Try it:
The answer must be the full listing, retyped exactly.

Exercise inputs:
PR #5424, opened 2023-05-03
Acceptance Test for Shanghai EVM changes (push0)

### LINKED ISSUE #5403: Acceptance Test for shanghai EVM changes
This is [already tested at the unit test level](https://github.com/hyperledger/besu/blob/4875ba3a64d9a438c452e5c855a6fe2f83d5f5d8/consensus/merge/src/test/java/org/hyperledger/besu/consensus/merge/MergeProtocolScheduleTest.java#L58-L82) and we should first check if this type of test is already present in Hive.

If not, then an Acceptance Test for ensuring shanghai EVM changes are enabled when shanghai is enabled would be useful. The context is that MergeProtocolSchedule.applyMergeSpecificModifications has now been responsible twice for causing a bug where the shanghai (or subsequent forks) configuration is reverted back to paris. For Shanghai, this only has impact on the EVM configuration.

One way to do this would be to send a transaction containing a PUSH0.

siladu:
Fixes #5403

Splits Shanghai AT test cases out from paris.
Idea is to have an AT per "fork transition", i.e. ExecutionEngineShanghaiAcceptanceTest for paris -> shanghai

Answer area:
PR #5424, opened 2023-05-03
Acceptance Test for Shanghai EVM changes (push0)

### LINKED ISSUE #5403: Acceptance Test for shanghai EVM changes
This is [already tested at the unit test level](https://github.com/hyperledger/besu/blob/4875ba3a64d9a438c452e5c855a6fe2f83d5f5d8/consensus/merge/src/test/java/org/hyperledger/besu/consensus/merge/MergeProtocolScheduleTest.java#L58-L82) and we should first check if this type of test is already present in Hive.

If not, then an Acceptance Test for ensuring shanghai EVM changes are enabled when shanghai is enabled would be useful. The context is that MergeProtocolSchedule.applyMergeSpecificModifications has now been responsible twice for causing a bug where the shanghai (or subsequent forks) configuration is reverted back to paris. For Shanghai, this only has impact on the EVM configuration.

One way to do this would be to send a transaction containing a PUSH0.

siladu:
Fixes #5403

Splits Shanghai AT test cases out from paris.
Idea is to have an AT per "fork transition", i.e. ExecutionEngineShanghaiAcceptanceTest for paris -> shanghai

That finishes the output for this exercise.